Iedere gevaarlijke stof heeft zijn eigen risico bij blootstelling. Daarom dient het beheer van chemicaliën en hulpstoffen goed te worden geregeld en er dient op een verantwoordelijke wijze te worden omgegaan met het gebruik van de gevaarlijke stoffen.
Afvalenergiecentrale
In een afvalenergiecentrale worden onder andere de volgende hulpstoffen toegepast: natronloog, ammonia, chloorbleekloog, ijzerchloride, calciumcarbonaat, ongebluste kalk, HOK, actief kool, natriumsulfides, zoutzuur en soda.
Waterzuivering
Bij sommige vormen van waterzuivering wordt methanol als koolstofbron geïnjecteerd waar het in een gesloten systeem wordt toegepast. Methanol wordt in een tank, IBC of drum opgeslagen en via pompen en leidingen in het proces gedoseerd. Er is geen blootstelling aan methanol mogelijk zolang de vloeistof zich in het gesloten systeem bevindt. Bij inademing is methanol is giftig; hetzelfde geldt bij aanraking met de huid en bij opname door de mond. Er is bovendien gevaar voor ernstige onherstelbare effecten op het ongeboren kind bij opname door de mond.

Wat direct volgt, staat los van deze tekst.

PR #1261, opened 2026-05-23
Make USB scale a selectable device (not auto-connecting)

skialpine:
## Summary
Reworks the USB Half Decent Scale to behave like the BLE and WiFi scales: when detected it appears as a **selectable entry** in the device list instead of auto-connecting (which pre-empted testing the same scale over Bluetooth/WiFi). This supersedes the closed #1259 toggle-gating approach.

- **`UsbScaleManager`**: probe-confirm now records *availability* (`usbScaleAvailable`) instead of opening the scale. `connectToScale()` opens it on demand — on user selection, or auto-reconnect when it's the saved primary. Unplug clears availability (and emits `scaleLost` if connected). Single-scale invariant preserved (won't re-probe while available/connected).
- **`BLEManager`**: `setUsbScaleAvailable()` adds/removes a synthetic `"usb:decent"` entry in `discoveredScales`, mirroring the WiFi `"wifi:<host>"` entry. `connectToScale()`'s `usb` branch emits `usbConnectRequested()`. `connectToSavedScale()` / `tryDirectConnectToScale()` skip the BLE machinery for `usb:` addresses (it's not a MAC).
- **`main.cpp`**: lists USB on availability, auto-connects **only** when `usb:decent` is the saved primary, routes selection → `connectToScale()`, and registers USB via `addKnownScale`/`setPrimaryScale` on connect — so it joins Known Devices and reconnects on next launch like BLE/WiFi.
- **No QML changes** — the discovered-list + `connectToScale` path is transport-generic.

## Test plan
- [x] Builds clean (Qt 6.11.1, macOS, 0 warnings)
- [x] `tst_decentscalewifi` 20/20 (shared BLEManager paths unaffected)
- [ ] Desktop: plug in USB scale → appears in Scan/device list, does **not** auto-connect; select it → connects + shows in Known Devices
- [ ] With USB as saved primary → auto-reconnects on next launch
- [ ] With a BT/WiFi scale connected, the USB scale stays listed (not grabbed)
- [ ] Unplug → removed from list / falls back to BT/WiFi/FlowScale

### DIFF
--- a/src/ble/blemanager.cpp
+++ b/src/ble/blemanager.cpp
@@ -18,6 +18,7 @@
 #include <QStandardPaths>
 #include <QDir>
 #include <QTextStream>
+#include <algorithm>
 #include <QDateTime>
 #include <QTcpSocket>
 
@@ -552,8 +553,17 @@ void BLEManager::connectToSavedScale() {
 
     // USB saved-scale switch: USB needs neither Bluetooth nor a direct-wake. Hand
     // off to UsbScaleManager (usbConnectRequested) and skip the BLE guards below.
-    // It connects only if the USB scale is currently available (plugged in).
     if (m_savedScaleAddress.startsWith(QStringLiteral("usb:"), Qt::CaseInsensitive)) {
+        // Bail BEFORE dropping the live scale if the USB scale isn't currently
+        // plugged in: UsbScaleManager::connectToScale() no-ops when nothing is
+        // available, which would otherwise strand the user on FlowScale with no
+        // feedback. The USB entry is present in m_scales only while probe-confirmed.
+        const bool usbPresent = std::any_of(m_scales.cbegin(), m_scales.cend(),
+            [](const ScaleEntry& e) { return e.transport == QStringLiteral("usb"); });
+        if (!usbPresent) {
+            appendScaleLog(QStringLiteral("USB scale switch ignored — scale not plugged in"));
+            return;
+        }
         if (m_scaleDevice && m_scaleDevice->isConnected())
             emit disconnectScaleRequested();
         emit usbConnectRequested();
--- a/src/ble/blemanager.cpp
+++ b/src/ble/blemanager.cpp
@@ -450,7 +450,12 @@ void BLEManager::connectToScale(const QString& address) {
             emit disconnectScaleRequested();
         }
 
-        if (entry.transport == QStringLiteral("wifi")) {
+        if (entry.transport == QStringLiteral("usb")) {
+            // USB connect is owned by UsbScaleManager: it creates + opens the
+            // UsbDecentScale and emits its own scaleDiscovered. Don't emit
+            // scaleDiscovered here (no QBluetoothDeviceInfo / factory path).
+            emit usbConnectRequested();
+        } else if (entry.transport == QStringLiteral("wifi")) {
             // Strip the "wifi:" prefix to get the bare hostname.
             m_pendingWifiHostname = address.mid(QStringLiteral("wifi:").size());
             emit scaleDiscovered(QBluetoothDeviceInfo{}, entry.type);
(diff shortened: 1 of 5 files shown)


skialpine:
### Code review

Found 3 issues:

1. Switching from a connected USB scale to BT/WiFi double-feeds weight — the USB scale is never torn down. The USB `scaleDiscovered` handler wires the USB scale's `weightChanged`/`weightSampleReceived` into the weight pipeline but never calls `bleManager.setScaleDevice(usbScale)` (the BLE/WiFi path does). So `BLEManager::m_scaleDevice` stays null while USB is active, and when the user selects a BLE/WiFi entry, `connectToScale()`'s disconnect guard (`m_scaleDevice && isConnected()`) never fires and nothing tears down `usbScaleManager.scale()`. Both scales then feed `processWeight` simultaneously, corrupting weight/flow/stop-at-weight. This is the PR's primary intended flow (switch USB to BT/WiFi). Fix: call `setScaleDevice(usbScale)` on USB connect and/or explicitly disconnect+close the USB scale in the BLE/WiFi `scaleDiscovered` path.

https://github.com/Kulitorum/Decenza/blob/c2cfccd025c75da69c73b7e0719c58e62c02b141/src/main.cpp#L1930-L1949

2. `connectToScale()` emits `scaleDiscovered` even when `open()` failed -> a stuck "connected-but-dead" scale, and on desktop it permanently disables USB re-discovery. The probe closes the desktop serial port, then `connectToScale()` immediately reopens a new `QSerialPort` on the same port (a CH340 close/reopen race); on failure `m_scale` is non-null and `scaleDiscovered` fires anyway, wiring a dead scale active. The next poll deletes it and clears `m_confirmedPortName`, but the port stays in `m_knownPorts`, so it is never re-probed — USB discovery is dead until a physical replug. Fix: only emit when `m_scale->isConnected()`; on failure delete+null and leave availability set so the poll re-probes (or hold one open handle through to connect).

https://github.com/Kulitorum/Decenza/blob/c2cfccd025c75da69c73b7e0719c58e62c02b141/src/usb/usbscalemanager.cpp#L84-L91

3. `connectToSavedScale()`'s USB branch drops the live scale before confirming the USB scale is available -> the user is stranded on FlowScale with no feedback. Selecting USB when `usb:decent` is the saved primary but the scale is unplugged emits `disconnectScaleRequested()` (drops the current BT/WiFi scale) then `usbConnectRequested()` -> `connectToScale()` returns silently (not available). No error reaches the UI and there's no way back without manually re-selecting. Fix: don't drop the current scale unless the USB scale is actually available (track availability in BLEManager, or surface an error on failure).

https://github.com/Kulitorum/Decenza/blob/c2cfccd025c75da69c73b7e0719c58e62c02b141/src/ble/blemanager.cpp#L553-L562

---

<details>

- [Worth a look] Android: a stale-but-present USB connection is never recovered — no `errorOccurred`/disconnect wiring on the USB scale, so `m_scale` stays "connected" with a dead feed (desktop self-heals via its poll's `isConnected()` check; Android has no equivalent) (score: 65)
- [Worth a look] `scaleLost` handler's weight-signal `disconnect()`s are dead: `m_scale` is nulled before `scaleLost` is emitted, so `usbScaleManager.scale()` returns null and the disconnects are skipped (score: 58)
- [Worth a look] USB unplug emits no "Scale disconnected" UI notice and doesn't stop `scaleReconnectTimer`, unlike the BLE/WiFi disconnect path (score: 55)
- [OK to skip] Desktop `scaleLost` (connected-port-lost) branch doesn't reset `m_hasLoggedInitialPorts`, so the port-found diagnostic won't re-log on replug (Android clears it) (score: 50)

</details>

skialpine:
### Code review (round 2)

The 3 prior findings are resolved, but the fix introduced one critical regression.

Found 1 issue:

1. Android: `teardownConnectedScale()` re-enters itself via the new `connectedChanged` watchdog, causing a NULL-pointer crash. The watchdog wired in `connectToScale()` fires synchronously from `m_scale->close()` inside `teardownConnectedScale()`; at that point `m_scale` is not yet nulled and `isConnected()` is false, so the guard passes and it re-enters `teardownConnectedScale()`, which deletes + nulls `m_scale`. The outer frame then calls `m_scale->deleteLater()` on the now-null pointer -> crash. This fires on the exact unplug / stale-link recovery path the watchdog was added for, and `disconnectScale()` has the same flaw (its `close()` also triggers the watchdog). Fix: disconnect the watchdog (`disconnect(m_scale, &ScaleDevice::connectedChanged, this, nullptr)`) before calling `close()` in both `teardownConnectedScale()` and `disconnectScale()`.

https://github.com/Kulitorum/Decenza/blob/90f5af411e7c8d188756161d7ba703064c437ab2/src/usb/usbscalemanager.cpp#L131-L142

---

<details>

- [Worth a look] `scaleReconnectTimer` loops while the USB scale is the active/primary scale: the USB `scaleDiscovered` handler never stops it (the BLE/WiFi path does), and the app-resume handler treats a USB connection as "disconnected" (`physicalScale` is null for USB) and re-arms it; each tick hits the `usb:` early-return in `tryDirectConnectToScale()` and self-re-arms. Side effects are minor but it runs indefinitely (score: 65)
- [OK to skip] `teardownConnectedScale()` comment "UsbDecentScale::close() delegates this to us" is backwards — `close()` deliberately does NOT close the Android JNI handle; UsbScaleManager must. Risk: a maintainer removes the `AndroidUsbScaleHelper::close()` call thinking it's a double-close (score: 50)

</details>

skialpine:
### Code review

No issues found.

The latest commit ([`9562490`](https://github.com/Kulitorum/Decenza/commit/9562490f5d48c747542cb8406336d179fa24aadb)) adds `usb:`-prefix guards to the four BLE/WiFi `scaleReconnectTimer` arm-sites (`flowScaleFallback`, physical-scale-disconnect, app-resume, DE1-wake) so a USB primary never arms that timer. Previously it would fire once and self-terminate at the existing timeout-lambda guard — harmless but wasteful. Reviewed the four guards for correctness (operator precedence, short-circuit safety, no broken BLE/WiFi reconnect path) and CLAUDE.md compliance: all clean.

<details>
<summary>Investigated, below threshold</summary>

- [OK to skip] `~UsbScaleManager()` releasing the Android JNI USB handle — verified a non-issue. The destructor calls `stopPolling()` → `cleanupAndroidProbe(true)` → `AndroidUsbScaleHelper::close()`, so the JNI connection is released at shutdown (no leak):

  https://github.com/Kulitorum/Decenza/blob/9562490f5d48c747542cb8406336d179fa24aadb/src/usb/usbscalemanager.cpp#L17-L25

</details>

Daarnaast is de vloeistof licht ontvlambaar, kan elektrostatisch opladen met kans op ontsteking en damp met lucht is explosief binnen explosiegrenzen.
- Analyse van ongevallen in de afvalsector 1998-2009, RIVM
- Zie ook: Risico Reststoffen uit AEC, BEC en SVI
- Website van de Nederlandse EU-GHS Helpdesk met alle informatie over de regels van het etiketteren
- Het Veiligheidsinformatieblad (VIB) of in het engels de (Material) Safety Data Sheet (afgekort tot SDS of MSDS) bevat van gevaarlijke stoffen de informatie over gevaarsaanduidingen en voorzorgsmaatregelen van hulpstoffen
- De H-codes op het etiket geven de gevaarsaanduiding; H is de afkorting van het engels Hazard (=gevaar)
- De P-codes op het etiket geven de voorzorgsmaatregelen; P is de afkorting van Precaution (=voorzorg)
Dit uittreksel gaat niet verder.